INSTRUCTIONS FOR THE TASK>
For each line of the data below that holds "infrastructure", copy the line.

INFORMATION>
▼▼▼

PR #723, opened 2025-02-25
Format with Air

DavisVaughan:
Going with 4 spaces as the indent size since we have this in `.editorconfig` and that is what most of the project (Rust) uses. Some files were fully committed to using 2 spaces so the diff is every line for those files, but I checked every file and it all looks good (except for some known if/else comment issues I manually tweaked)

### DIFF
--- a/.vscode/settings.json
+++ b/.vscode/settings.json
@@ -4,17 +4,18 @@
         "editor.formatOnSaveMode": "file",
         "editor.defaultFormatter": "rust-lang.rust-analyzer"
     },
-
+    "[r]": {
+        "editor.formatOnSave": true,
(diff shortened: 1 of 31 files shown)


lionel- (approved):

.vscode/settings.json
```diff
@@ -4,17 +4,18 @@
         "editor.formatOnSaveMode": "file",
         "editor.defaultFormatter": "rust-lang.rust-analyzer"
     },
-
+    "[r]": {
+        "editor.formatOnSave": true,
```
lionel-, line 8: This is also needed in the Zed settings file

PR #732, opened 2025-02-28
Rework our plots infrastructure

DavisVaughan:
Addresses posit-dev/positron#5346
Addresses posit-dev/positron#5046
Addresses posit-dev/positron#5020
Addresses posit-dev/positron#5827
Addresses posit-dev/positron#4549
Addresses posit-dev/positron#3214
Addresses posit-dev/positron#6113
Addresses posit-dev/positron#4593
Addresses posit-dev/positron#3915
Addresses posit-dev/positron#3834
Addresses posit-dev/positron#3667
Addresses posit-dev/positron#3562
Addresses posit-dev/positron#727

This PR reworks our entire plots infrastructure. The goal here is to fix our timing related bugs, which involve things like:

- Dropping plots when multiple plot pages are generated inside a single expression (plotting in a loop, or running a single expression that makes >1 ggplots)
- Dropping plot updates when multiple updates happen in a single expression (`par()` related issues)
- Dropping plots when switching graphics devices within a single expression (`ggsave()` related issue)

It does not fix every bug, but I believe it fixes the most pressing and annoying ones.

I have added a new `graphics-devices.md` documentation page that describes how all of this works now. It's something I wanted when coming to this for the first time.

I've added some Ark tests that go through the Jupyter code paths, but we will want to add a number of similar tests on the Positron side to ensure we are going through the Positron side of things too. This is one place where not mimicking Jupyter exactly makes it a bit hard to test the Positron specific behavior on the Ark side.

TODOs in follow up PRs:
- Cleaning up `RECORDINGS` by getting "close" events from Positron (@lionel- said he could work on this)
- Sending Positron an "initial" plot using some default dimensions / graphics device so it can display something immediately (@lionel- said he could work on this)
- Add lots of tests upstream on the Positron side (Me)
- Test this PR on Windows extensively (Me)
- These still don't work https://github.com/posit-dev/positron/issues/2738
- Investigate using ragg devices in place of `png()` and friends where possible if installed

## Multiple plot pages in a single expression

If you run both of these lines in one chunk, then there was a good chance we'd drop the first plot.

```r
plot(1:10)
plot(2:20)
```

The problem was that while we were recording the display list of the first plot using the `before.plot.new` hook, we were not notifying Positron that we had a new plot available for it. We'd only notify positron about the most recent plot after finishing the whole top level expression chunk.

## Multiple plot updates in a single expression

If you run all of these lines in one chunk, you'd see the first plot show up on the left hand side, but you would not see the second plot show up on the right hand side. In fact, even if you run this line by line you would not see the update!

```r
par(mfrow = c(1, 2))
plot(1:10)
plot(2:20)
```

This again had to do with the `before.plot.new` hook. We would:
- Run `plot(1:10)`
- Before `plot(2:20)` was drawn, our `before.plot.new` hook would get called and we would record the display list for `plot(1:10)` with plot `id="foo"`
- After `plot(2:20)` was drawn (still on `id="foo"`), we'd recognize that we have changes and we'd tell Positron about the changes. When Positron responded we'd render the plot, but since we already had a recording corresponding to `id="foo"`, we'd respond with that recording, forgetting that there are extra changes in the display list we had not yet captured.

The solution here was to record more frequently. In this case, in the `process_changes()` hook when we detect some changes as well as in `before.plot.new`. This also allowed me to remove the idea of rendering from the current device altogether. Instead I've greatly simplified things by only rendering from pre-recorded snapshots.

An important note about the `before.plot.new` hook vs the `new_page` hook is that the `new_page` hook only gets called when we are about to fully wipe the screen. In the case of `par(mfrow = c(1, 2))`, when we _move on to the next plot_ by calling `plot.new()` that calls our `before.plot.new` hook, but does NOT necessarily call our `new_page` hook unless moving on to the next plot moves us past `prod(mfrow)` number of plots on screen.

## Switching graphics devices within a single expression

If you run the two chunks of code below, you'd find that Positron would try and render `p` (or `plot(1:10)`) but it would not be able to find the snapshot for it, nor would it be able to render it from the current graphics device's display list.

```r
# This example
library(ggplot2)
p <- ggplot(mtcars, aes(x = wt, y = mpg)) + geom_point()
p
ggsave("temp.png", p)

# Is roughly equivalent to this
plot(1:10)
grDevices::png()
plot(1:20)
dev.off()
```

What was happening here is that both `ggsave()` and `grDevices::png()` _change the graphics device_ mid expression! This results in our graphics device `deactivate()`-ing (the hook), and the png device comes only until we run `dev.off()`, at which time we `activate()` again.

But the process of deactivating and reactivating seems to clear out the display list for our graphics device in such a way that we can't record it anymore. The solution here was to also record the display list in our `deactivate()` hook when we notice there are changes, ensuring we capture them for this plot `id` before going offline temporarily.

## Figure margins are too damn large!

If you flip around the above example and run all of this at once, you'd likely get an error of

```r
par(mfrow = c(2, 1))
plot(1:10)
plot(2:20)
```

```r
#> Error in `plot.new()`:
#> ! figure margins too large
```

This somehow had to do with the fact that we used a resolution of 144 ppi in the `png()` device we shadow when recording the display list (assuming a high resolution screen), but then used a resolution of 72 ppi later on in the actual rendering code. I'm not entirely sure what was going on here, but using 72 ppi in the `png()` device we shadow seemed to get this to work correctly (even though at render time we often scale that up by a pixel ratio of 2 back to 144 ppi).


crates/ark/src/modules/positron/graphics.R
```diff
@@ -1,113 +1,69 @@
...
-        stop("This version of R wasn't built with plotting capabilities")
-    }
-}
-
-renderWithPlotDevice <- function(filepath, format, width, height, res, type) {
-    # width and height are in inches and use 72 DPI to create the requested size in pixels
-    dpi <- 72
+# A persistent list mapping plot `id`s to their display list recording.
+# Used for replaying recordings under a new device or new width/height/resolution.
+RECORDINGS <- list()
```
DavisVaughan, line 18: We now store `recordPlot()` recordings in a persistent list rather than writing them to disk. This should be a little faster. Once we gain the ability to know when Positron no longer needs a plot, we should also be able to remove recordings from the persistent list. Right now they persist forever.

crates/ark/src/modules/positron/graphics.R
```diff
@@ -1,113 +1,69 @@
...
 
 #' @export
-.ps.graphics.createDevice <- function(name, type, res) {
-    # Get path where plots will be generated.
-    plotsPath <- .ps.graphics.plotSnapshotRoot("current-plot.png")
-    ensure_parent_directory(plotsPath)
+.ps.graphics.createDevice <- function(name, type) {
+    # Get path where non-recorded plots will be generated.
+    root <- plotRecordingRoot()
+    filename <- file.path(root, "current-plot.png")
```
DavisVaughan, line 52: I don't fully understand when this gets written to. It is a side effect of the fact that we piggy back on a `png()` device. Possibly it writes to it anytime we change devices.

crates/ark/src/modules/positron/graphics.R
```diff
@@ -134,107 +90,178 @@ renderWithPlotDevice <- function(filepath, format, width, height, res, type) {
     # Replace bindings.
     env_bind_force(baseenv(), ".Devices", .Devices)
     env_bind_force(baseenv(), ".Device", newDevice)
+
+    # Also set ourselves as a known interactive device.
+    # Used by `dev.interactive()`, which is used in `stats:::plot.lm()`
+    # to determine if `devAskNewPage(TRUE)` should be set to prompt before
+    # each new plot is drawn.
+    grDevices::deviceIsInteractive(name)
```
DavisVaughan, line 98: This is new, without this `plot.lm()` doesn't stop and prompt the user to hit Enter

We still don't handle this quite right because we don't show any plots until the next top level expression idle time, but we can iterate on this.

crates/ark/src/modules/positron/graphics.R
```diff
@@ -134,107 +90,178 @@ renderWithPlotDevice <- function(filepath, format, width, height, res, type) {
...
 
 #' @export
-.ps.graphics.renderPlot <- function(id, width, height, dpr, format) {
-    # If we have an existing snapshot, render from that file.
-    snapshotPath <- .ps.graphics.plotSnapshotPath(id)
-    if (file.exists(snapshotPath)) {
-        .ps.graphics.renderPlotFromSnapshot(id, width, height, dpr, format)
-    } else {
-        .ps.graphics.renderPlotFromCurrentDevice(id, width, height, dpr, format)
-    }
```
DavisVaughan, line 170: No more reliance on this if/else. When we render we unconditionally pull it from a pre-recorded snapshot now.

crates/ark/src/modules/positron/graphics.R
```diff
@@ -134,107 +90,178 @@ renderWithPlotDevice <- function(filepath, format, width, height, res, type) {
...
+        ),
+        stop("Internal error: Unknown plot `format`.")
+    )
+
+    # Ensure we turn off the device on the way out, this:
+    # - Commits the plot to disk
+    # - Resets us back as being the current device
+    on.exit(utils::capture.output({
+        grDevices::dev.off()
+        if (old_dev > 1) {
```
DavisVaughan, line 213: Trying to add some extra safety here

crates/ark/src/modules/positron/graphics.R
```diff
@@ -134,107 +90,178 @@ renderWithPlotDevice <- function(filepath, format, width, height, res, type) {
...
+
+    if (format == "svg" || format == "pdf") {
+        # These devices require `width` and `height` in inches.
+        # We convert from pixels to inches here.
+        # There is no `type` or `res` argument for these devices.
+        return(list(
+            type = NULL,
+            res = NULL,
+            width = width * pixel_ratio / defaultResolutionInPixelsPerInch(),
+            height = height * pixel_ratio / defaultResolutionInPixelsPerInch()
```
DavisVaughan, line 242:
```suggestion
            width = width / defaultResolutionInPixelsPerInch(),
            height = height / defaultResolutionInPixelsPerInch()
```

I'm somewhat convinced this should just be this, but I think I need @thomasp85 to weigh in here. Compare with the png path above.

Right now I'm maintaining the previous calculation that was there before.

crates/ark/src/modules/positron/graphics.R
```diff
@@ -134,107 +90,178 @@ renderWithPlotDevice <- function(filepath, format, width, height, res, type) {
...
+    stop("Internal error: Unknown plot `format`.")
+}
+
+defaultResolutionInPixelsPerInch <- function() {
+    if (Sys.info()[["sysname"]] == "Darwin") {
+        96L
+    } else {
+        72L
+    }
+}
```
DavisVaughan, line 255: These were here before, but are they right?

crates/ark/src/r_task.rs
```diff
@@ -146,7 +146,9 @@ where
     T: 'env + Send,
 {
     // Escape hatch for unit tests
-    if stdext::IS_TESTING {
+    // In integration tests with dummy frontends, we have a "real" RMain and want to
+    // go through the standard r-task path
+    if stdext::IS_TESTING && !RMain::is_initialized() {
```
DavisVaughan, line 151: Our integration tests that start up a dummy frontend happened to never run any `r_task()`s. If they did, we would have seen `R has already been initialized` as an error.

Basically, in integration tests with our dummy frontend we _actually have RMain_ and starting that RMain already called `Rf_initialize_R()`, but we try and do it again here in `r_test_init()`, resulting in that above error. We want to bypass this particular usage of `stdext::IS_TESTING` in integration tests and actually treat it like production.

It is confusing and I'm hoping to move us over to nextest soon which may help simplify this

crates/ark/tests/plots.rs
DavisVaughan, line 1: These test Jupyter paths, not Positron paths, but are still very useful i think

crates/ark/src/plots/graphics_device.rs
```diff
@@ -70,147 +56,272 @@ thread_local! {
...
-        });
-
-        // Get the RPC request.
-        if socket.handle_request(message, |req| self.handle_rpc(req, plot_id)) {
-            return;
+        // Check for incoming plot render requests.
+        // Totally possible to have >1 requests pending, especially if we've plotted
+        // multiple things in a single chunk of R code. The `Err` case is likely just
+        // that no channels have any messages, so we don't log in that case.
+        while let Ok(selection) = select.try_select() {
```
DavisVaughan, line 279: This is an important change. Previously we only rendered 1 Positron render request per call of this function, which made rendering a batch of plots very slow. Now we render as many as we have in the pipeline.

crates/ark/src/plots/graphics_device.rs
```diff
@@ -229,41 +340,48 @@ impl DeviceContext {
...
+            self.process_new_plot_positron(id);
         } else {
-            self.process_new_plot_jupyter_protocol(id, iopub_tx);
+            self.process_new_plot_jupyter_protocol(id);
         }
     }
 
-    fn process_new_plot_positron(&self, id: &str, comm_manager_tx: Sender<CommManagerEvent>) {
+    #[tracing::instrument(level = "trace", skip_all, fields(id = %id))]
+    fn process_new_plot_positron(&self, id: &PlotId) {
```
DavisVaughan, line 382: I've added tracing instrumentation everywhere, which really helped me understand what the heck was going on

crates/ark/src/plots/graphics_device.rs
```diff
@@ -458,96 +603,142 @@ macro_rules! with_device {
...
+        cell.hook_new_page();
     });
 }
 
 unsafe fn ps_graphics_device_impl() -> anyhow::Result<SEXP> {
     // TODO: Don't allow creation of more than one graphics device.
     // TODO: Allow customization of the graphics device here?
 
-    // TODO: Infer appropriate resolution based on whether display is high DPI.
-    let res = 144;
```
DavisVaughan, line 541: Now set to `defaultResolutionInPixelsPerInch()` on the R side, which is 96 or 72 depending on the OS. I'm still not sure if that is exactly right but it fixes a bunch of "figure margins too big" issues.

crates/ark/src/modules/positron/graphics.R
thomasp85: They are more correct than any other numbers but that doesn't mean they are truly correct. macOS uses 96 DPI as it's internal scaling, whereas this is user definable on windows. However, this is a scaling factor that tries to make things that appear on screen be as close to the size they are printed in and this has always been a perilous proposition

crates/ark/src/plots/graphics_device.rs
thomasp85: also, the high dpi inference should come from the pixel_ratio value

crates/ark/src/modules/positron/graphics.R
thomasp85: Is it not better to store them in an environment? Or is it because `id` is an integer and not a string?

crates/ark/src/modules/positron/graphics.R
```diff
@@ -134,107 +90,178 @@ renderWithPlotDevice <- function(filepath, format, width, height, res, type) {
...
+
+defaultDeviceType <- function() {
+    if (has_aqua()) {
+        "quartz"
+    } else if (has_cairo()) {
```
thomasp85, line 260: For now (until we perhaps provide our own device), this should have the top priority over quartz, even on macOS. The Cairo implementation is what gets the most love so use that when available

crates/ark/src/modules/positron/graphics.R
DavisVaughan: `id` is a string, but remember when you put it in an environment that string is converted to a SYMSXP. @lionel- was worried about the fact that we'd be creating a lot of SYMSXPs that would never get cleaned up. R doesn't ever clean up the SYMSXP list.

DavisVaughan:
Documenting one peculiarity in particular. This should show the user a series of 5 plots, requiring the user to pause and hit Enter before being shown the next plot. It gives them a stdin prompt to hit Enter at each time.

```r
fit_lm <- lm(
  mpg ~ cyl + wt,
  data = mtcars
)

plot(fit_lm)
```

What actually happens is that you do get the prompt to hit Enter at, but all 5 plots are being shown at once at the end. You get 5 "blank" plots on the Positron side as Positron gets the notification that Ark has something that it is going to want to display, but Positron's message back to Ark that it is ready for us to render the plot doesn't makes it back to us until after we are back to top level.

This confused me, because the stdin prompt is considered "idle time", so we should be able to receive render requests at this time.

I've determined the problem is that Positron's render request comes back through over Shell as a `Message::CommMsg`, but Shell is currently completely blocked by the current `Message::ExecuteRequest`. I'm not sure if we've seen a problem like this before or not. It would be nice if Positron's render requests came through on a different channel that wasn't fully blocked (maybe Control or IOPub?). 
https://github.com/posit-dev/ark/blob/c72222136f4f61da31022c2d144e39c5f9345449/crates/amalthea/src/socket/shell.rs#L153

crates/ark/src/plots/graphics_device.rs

▲▲▲

RESPONSE TO THIS EXERCISE>
Rework our plots infrastructure
This PR reworks our entire plots infrastructure. The goal here is to fix our timing related bugs, which involve things like:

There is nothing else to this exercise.